***** Dataset records *****

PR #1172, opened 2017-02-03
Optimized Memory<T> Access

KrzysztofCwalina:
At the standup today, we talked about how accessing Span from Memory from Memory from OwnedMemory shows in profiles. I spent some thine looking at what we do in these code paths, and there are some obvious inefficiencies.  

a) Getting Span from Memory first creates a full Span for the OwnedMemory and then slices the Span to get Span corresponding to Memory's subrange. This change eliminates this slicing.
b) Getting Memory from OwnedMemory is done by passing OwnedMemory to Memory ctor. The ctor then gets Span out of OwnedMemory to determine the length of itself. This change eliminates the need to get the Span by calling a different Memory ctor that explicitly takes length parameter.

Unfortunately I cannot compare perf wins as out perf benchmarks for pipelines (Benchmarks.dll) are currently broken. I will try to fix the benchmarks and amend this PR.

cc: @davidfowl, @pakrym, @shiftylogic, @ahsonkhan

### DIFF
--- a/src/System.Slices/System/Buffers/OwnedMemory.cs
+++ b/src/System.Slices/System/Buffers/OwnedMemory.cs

*****

Task requirements:
Could you transcribe each entry exactly as it stands?

Written reply:
PR #1172, opened 2017-02-03
Optimized Memory<T> Access

KrzysztofCwalina:
At the standup today, we talked about how accessing Span from Memory from Memory from OwnedMemory shows in profiles. I spent some thine looking at what we do in these code paths, and there are some obvious inefficiencies.  

a) Getting Span from Memory first creates a full Span for the OwnedMemory and then slices the Span to get Span corresponding to Memory's subrange. This change eliminates this slicing.
b) Getting Memory from OwnedMemory is done by passing OwnedMemory to Memory ctor. The ctor then gets Span out of OwnedMemory to determine the length of itself. This change eliminates the need to get the Span by calling a different Memory ctor that explicitly takes length parameter.

Unfortunately I cannot compare perf wins as out perf benchmarks for pipelines (Benchmarks.dll) are currently broken. I will try to fix the benchmarks and amend this PR.

cc: @davidfowl, @pakrym, @shiftylogic, @ahsonkhan

### DIFF
--- a/src/System.Slices/System/Buffers/OwnedMemory.cs
+++ b/src/System.Slices/System/Buffers/OwnedMemory.cs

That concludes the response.